In short, the Ti part is the one that went into overdrive asking the questions about the tree and crafting possibilities of its age in correlation of building and slightly skewed shape. As for why I didn't start with that... I think maybe Pe>Ji preference? At first my eye wanders taking scenery in but then zero ins into something that I've found of interest. Scenery behind my window is very... lush one. This is the first summer I'll be spending here and never lived anywhere with so much greenery near the window. So that tree jumped out to me because of the skewed/tilted shape. I got curious why it could happen and went on with it. Perhaps Ji would zero in faster?



> That comment "Well, people are different, what can you do" made me remember how a friend from dorm was trying to calm down my crying roommate (where I just didn't know what to do, I would like to help, but how do I even do that..) and said something really similar to that about the guy who was the reason for the crying. And I was sitting on my own bed while thinking "Yeah, but why the hell did he do that? Why now? Why after years of this forced politeness he stopped?" Though I felt I should just keep quiet and watch the friend be all emotional, and almost shaking with anger, saying she's gonna beat him up, and I just.. Girl, chill.. Stop and think a little please.. At least her boyfriend was there to stop her from going there and shouting and whatever at that guy. Her anger, emotional outbursts just don't make sense to me haha Emotions, maybe I will understand them one day more..


:| I've mistyped INTP.


----------



## AyumiFey (Apr 21, 2015)

Greyhart said:


> In short, the Ti part is the one that went into overdrive asking the questions about the tree and crafting possibilities of its age in correlation of building and slightly skewed shape. As for why I didn't start with that... I think maybe Pe>Ji preference? At first my eye wanders taking scenery in but then zero ins into something that I've found of interest. Scenery behind my window is very... lush one. This is the first summer I'll be spending here and never lived anywhere with so much greenery near the window. So that tree jumped out to me because of the skewed/tilted shape. I got curious why it could happen and went on with it. Perhaps Ji would zero in faster?


I meant, that first you said what it, the scenery, reminded you of, like Tarzan and so on. I would also first take in the scenery and then focus on something if it caught my attention. Though I think my thinking process would be kinda similar to yours. Why, how, when, and any other questions that would come when it come to the subject I'm trying to analyse.
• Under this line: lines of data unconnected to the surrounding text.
PR #1256, opened 2022-05-20
Expanded example in crispy_tag_formsets.rst

bill-ash:
Hello - just a small change that caused me quite a bit of pain when reading. 

Hope it helps others!

### DIFF
--- a/docs/crispy_tag_formsets.rst
+++ b/docs/crispy_tag_formsets.rst
@@ -65,8 +65,18 @@ Extra context
 
 Rendering any kind of formset with crispy injects some extra context in the layout rendering so that you can do things like::
 
-    HTML("{% if forloop.first %}Message displayed only in the first form of a formset forms list{% endif %}",
-    Fieldset("Item {{ forloop.counter }}", 'field-1', [...])
+    class ExampleFormSetHelper(FormHelper): 
+        def __init__(self, *args, **kwargs): 
+            super(FormHelper, self).__init__(*args, **kwargs)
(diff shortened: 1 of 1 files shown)


docs/crispy_tag_formsets.rst
```diff
@@ -65,8 +65,18 @@ Extra context
...
+        def __init__(self, *args, **kwargs): 
+            super(FormHelper, self).__init__(*args, **kwargs)
+            self.form_method = 'post'
+            self.layout = Layout(
+                HTML('{% if forloop.first %} Only display text on the first iteration... {% endif %}'),
+                Fieldset('Item: {{forloop.counter}}', 'field'),
+                'favorite_color', 
+                'favorite_food',
+            )
+            self.render_requried_fields = False
```
smithdc1, line 78: Do we need to set this for a minimum example? 🤔

smithdc1 (commented):
Thanks. Looks good, just one small question.

docs/crispy_tag_formsets.rst
bill-ash: Thought it was nice to display control of the formset from the helper attributes. But, not needed for a small example.

smithdc1: Understood, in that case could we remove it for here. We could show `render_required_fields` but I think that should be a standalone example. 

Thanks again for the PR. 🥇

smithdc1, line 78:
```suggestion
```

PR #1276, opened 2022-06-27
Removed `|safe` from fieldset template.

smithdc1:


crispy_forms/layout.py
```diff
@@ -560,9 +560,10 @@ def __init__(self, legend, *fields, css_class=None, css_id=None, template=None,
     def render(self, form, context, template_pack=TEMPLATE_PACK, **kwargs):
         fields = self.get_rendered_fields(form, context, template_pack, **kwargs)
 
-        legend = ""
         if self.legend:
-            legend = "%s" % Template(str(self.legend)).render(context)
+            legend = Template(str(self.legend)).render(context)
```
smithdc1, line 564: `Template.render()` returns a `safestring`, so let's not convert it back to a `str`

PR #1292, opened 2022-07-07
Update docs 'FormHelper' examples to use 'property'

pawelad:
I found that there is a mismatch between what the docs say, and what the `FormHelper` docstring says:

https://github.com/django-crispy-forms/django-crispy-forms/blob/6477527efbf9943140478595d2ef6211d56ed8ae/crispy_forms/helper.py#L161-L174

I like the `property` way much more then the overriding `__init__` and wanted to unify the recommendation across both places.

Let me know what you think!

### DIFF
--- a/docs/crispy_tag_forms.rst
+++ b/docs/crispy_tag_forms.rst
@@ -52,10 +52,12 @@ Your helper can be a class level variable or an instance level variable, if you 
     from crispy_forms.helper import FormHelper
 
     class ExampleForm(forms.Form):
-        [...]
-        def __init__(self, *args, **kwargs):
-            super().__init__(*args, **kwargs)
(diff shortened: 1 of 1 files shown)


smithdc1:
This is interesting I've never really thought about using it in this way. 


Let me have a think. 

Initial thought is maybe it needs a few words as an intro. Something about it needing to be an attribute of the form and that a nice way to do this is with a property.

pawelad:
I think I closed this PR by accident when cleaning up my GitHub forks - sorry!

Would you like to update the docs to suggest the `@property` way (or mention both ways)? If not, should we update the `FormHelper` docstring?  I can take a stab at either one of those, let me know.

PR #1305, opened 2022-11-09
Update setup-python and use its builtin cache feature

spenserblack:


smithdc1:
Thanks for the contribution 👍

PR #1313, opened 2022-12-17
Dropped bootstrap4 template pack.

smithdc1:
There's also a default for `ALLOWED_TEMPLATE_PACKS`. I'm not sure we need to go as far to remove bootstrap4 here. That means everyone using bootstrap4 would have to add an additional setting. If we don't change it, the upgrade path should just be install the template pack and add it to your list of installed apps. 

https://github.com/django-crispy-forms/django-crispy-forms/blob/d240bacc1a7f5797531c55178cc764df55fcda9f/crispy_forms/templatetags/crispy_forms_tags.py#L260


requirements/testing.txt
```diff
@@ -2,3 +2,4 @@ coverage
 pytest
 pytest-cov
 pytest-django
+git+https://github.com/django-crispy-forms/crispy-bootstrap4
```
smithdc1, line 5: We need multiple template packs available to test the overriding of template packs.

PR #1323, opened 2022-12-31
Moved coverage config to pyproject.toml

smithdc1:
toml was added to the standard library in Python 3.11. Therefore need to install the toml extra with coverage for Python3.7-3.10. Refs https://coverage.readthedocs.io/en/7.0.1/config.html#configuration-reference

### DIFF
--- a/requirements/testing.txt
+++ b/requirements/testing.txt
@@ -1,4 +1,4 @@
-coverage
+coverage[toml]
 pytest
 pytest-cov
 pytest-django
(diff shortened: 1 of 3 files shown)


requirements/testing.txt
```diff
@@ -1,4 +1,4 @@
-coverage
+coverage[toml]
```
smithdc1, line 1: Is this how we install extras? Let's see what the test suite says. It seems to work locally, but that's with Python 3.11...

smithdc1: https://github.com/django-crispy-forms/django-crispy-forms/actions/runs/3813140645/jobs/6486715584#step:6:42

Coverage continues to work all the way back to Python 3.7, with branch reporting.

PR #1328, opened 2023-01-18
Added Django 4.2 support.

smithdc1:


smithdc1:
Ah. 

The package publish step failed with  `Error: Classifier 'Framework :: Django :: 4.2' is not a valid classifier.`

Refs: https://github.com/pypa/trove-classifiers/pull/128

PR #1332, opened 2023-02-02
Drop Django 4.2 Classifier.

smithdc1:
The 4.2 classifier is not yet available and is blocking the 2.0a1 release.


smithdc1:
Tests failing as new version of Black has been released. 🙄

Which would turn into comparing it to something I knew in the past, it would bring me some nostalgia along (or more like that thing will come to me naturally. I just spit anecdotes from my life left and right from what I can see in this thread). I just find myself comparing new things I take to what I already knew, how it feels similar, or in other cases, how it feels different. I think it might be that tertiary Si we were talking about before.

I think I will need to think on it more, if it indeed fits, or if I'm overthinking it again. 



Greyhart said:


> Oh, dear. Have I mistyped INTP as INFP. :| Well, I've done other way around too.
> 
> :| I've mistyped INTP.


Why do you think so? What made you think that way? 

I, of course, went to look into it (and that's always the reason why my responses are so late.. Must get the data.. Must analyse the data.. Must get the things that fit..) and tried to compare the two. 

I saw that they both use Ne and Si in the same positions: INFP (Fi-_Ne-Si_-Te) INTP (Ti-_Ne-Si_-Fe). (Sorry, don't mind me, just talking to myself, trying to make some sense of it..)

Which of course made me search for similarities and difference of those two types and found this thing: Type Contrast: INTP vs INFP (angelcat is the owner from what I have seen from that other thread, where I just love to lurk, and observe you all from afar..)

And now I'm probably gonna spend some time, reading it all, and again analysing. But watch me be still so undecided.. Because what if the _other option_ is the _right one_..


----------



## Greyhart (Oct 13, 2014)

@AyumiFey the thing about Ne doms we jump to conclusions fast and then are prone to change it half-way through. I've re-read your original questionnaire I think INTP 4 sure now. :th_woot: I'm so sorry, I'm no help at all.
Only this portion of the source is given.